Rice exports amounted to 590 million dollars. Last year, these were 1,074 million dollars, showing a decline of 45 percent.


Petroleum and value-added textiles show strong gains

Exports of petroleum oils and refined products increased to 327 million dollars during July–October. Last year, these were 147 million dollars, showing a rise of 123 percent.

Several value-added textile categories also showed growth:

  • Jerseys and pullovers: 378 million dollars (up from 334 million dollars, +13%)

  • T-shirts: 257 million dollars (up from 245 million dollars, +5%)

  • Socks and hosiery under HS code 6115: 240 million dollars (up from 212 million dollars, +13%)

  • Women’s and girls’ suits and jackets under HS code 6204: 239 million dollars (up from 144 million dollars, +66%)


Growth in engineering, cement and fruit exports

Exports of medical and surgical instruments under HS code 9018 rose slightly to 154 million dollars, compared with 150 million dollars last year.

Cement exports reached 135 million dollars.

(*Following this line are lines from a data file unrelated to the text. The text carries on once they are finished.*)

PR #2726, opened 2024-02-06
Rewrite reduce mean

attila-dusnoki-htec:
Depends on https://github.com/ROCm/AMDMIGraphX/pull/2673

This change rewrites every `reduce_mean` to `reduce_sum` if possible.
Skips it if the `n` literal would be larger than half max and when it is integral type to avoid integer division.


src/rewrite_reduce.cpp
```diff
@@ -0,0 +1,109 @@
...
+
+        bool is_integral = false;
+        double max_n     = 0;
+        input->get_shape().visit_type([&](auto t) {
+            is_integral = t.is_integral();
+            max_n       = t.max();
+        });
+
+        // avoid integer division
+        if(is_integral)
```
pfultz2, line 76: We shouldn't bail for integer. Instead we should just do the division after the sum when its an integer.

src/rewrite_reduce.cpp
```diff
@@ -0,0 +1,109 @@
...
+
+        auto dims = input->get_shape().lens();
+        double n  = std::accumulate(
+            axes.begin(), axes.end(), 1, [&](const auto& prod_value, const auto& axis) {
+                auto norm_axis = axis < 0 ? dims.size() + axis : axis;
+                return prod_value * dims.at(norm_axis);
+            });
+
+        // avoid overflow
+        if(n >= max_n)
```
pfultz2, line 87: Ideally, we should use a higher precision for these cases. For now you could just change it to `n >= max_n / 4`(so the logic [here](https://github.com/ROCm/AMDMIGraphX/blob/develop/src/targets/gpu/compile_gen.cpp#L227) will still be applied).

attila-dusnoki-htec:
> We shouldn't bail for integer. Instead we should just do the division after the sum when its an integer.

Any suggestion how to proceed with int division?
If have it, `div_const` simplify will make a `mul-recip` transformation. Which leads to `multiply-with-zero`, and even that will be optimized out.

I added an extra check for integer division, but it seems from the `simplify_div_const` test fail, that it should do `1/INT -> 0` always. Is that really the intended behaviour? Because i see no dtype conversion to float.

src/rewrite_reduce.cpp
```diff
@@ -54,9 +54,71 @@ struct find_softmax
...
+
+        auto n_literal = m.add_literal(literal{{input->get_shape().type(), {1}}, {n}});
+        if(is_integral)
+        {
+            auto out_lens = reduce_mean->get_shape().lens();
+            for(const auto axis : axes)
+            {
+                auto norm_axis      = axis < 0 ? out_lens.size() + axis : axis;
+                out_lens[norm_axis] = 1;
+            }
```
pfultz2, line 94: This loop can be removed as `reduce_mean` has already computed the output lens.

src/rewrite_reduce.cpp
```diff
@@ -54,9 +54,71 @@ struct find_softmax
...
+
+            auto reduce_sum =
+                m.insert_instruction(reduce_mean, make_op("reduce_sum", {{"axes", axes}}), input);
+            auto n_bcast = m.insert_instruction(
+                reduce_mean, make_op("multibroadcast", {{"out_lens", out_lens}}), n_literal);
+            auto div = m.insert_instruction(reduce_mean, make_op("div"), {reduce_sum, n_bcast});
```
pfultz2, line 100: Use `insert_common_op(reduce_mean, make_op("div"), {reduce_sum, n_literal})` instead of inserting `multibroadcast` manually.

src/rewrite_reduce.cpp
```diff
@@ -54,9 +54,71 @@ struct find_softmax
...
+            m.replace_instruction(reduce_mean, div);
+        }
+        else
+        {
+            auto n_bcast = m.insert_instruction(
+                reduce_mean, make_op("multibroadcast", {{"out_lens", dims}}), n_literal);
+            auto new_input = m.insert_instruction(reduce_mean, make_op("div"), {input, n_bcast});
```
pfultz2, line 107: Use `insert_common_op` here as well.

src/simplify_algebra.cpp
```diff
@@ -1200,6 +1200,12 @@ struct find_div_const
         auto ins   = r.result;
         auto c_ins = r.instructions["c"];
 
+        bool is_integral = false;
+        c_ins->get_shape().visit_type([&](auto t) { is_integral = t.is_integral(); });
+        // avoid 1 / integer
+        if(is_integral)
+            return;
```
pfultz2, line 1207: A similiar fix was added in #2547. We should merge #2547 in first before merging in this PR:

https://github.com/ROCm/AMDMIGraphX/pull/2547/files#diff-0e2e45cd7b8d50c1e0790164b152eb4c8ef7c58c3baffd88e3bed1cb2a754d8bR1203

attila-dusnoki-htec:
Depends on https://github.com/ROCm/AMDMIGraphX/pull/2547

src/rewrite_reduce.cpp
```diff
@@ -54,9 +55,59 @@ struct find_softmax
...
+        auto dims = input->get_shape().lens();
+        double n  = std::accumulate(
+            axes.begin(), axes.end(), 1, [&](const auto& prod_value, const auto& axis) {
+                auto norm_axis = axis < 0 ? dims.size() + axis : axis;
+                return prod_value * dims.at(norm_axis);
+            });
+
+        // avoid overflow (the larger value will be later handled)
+        if(n >= max_n / 4)
+            return;
```
umangyadav, line 85: This could still degrade accuracy. 

If some values inside the inputs are closer to `numeric_limits<type>::max()` or `min()` then it can possibly result in inaccurate results. 
e.g. Let's say as the worst case all the  values inside input are `min()` for floating point and `n == max_n / 4` then current logic would underflow to zero i think. v/s in theory it should result in `min()` as the average value. 

Ideally any accumulation should happen in higher precision.  not sure how to best handle it though.

umangyadav (commented):
LGTM but not sure how it affects the accuracy.

umangyadav (approved):

src/rewrite_reduce.cpp
```diff
@@ -54,9 +55,59 @@ struct find_softmax
...
+
+        bool is_integral = false;
+        double max_n     = 0;
+        input->get_shape().visit_type([&](auto t) {
+            is_integral = t.is_integral();
+            max_n       = t.max();
+        });
+
+        auto dims = input->get_shape().lens();
+        double n  = std::accumulate(
```
pfultz2, line 77: This can be calculated as `auto n = input->get_shape().elements() / reduce_mean->get_shape().elements()`.

pfultz2 (approved):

Last year, these were 105 million dollars, showing an increase of 29 percent.

Fruit exports under HS code 804 rose to 102 million dollars, compared with 87 million dollars last year, showing an increase of 17 percent.


Overall performance remains mixed

The figures reflect varied export trends across sectors during both October and the broader July–October period, with some categories strengthening while others lost momentum.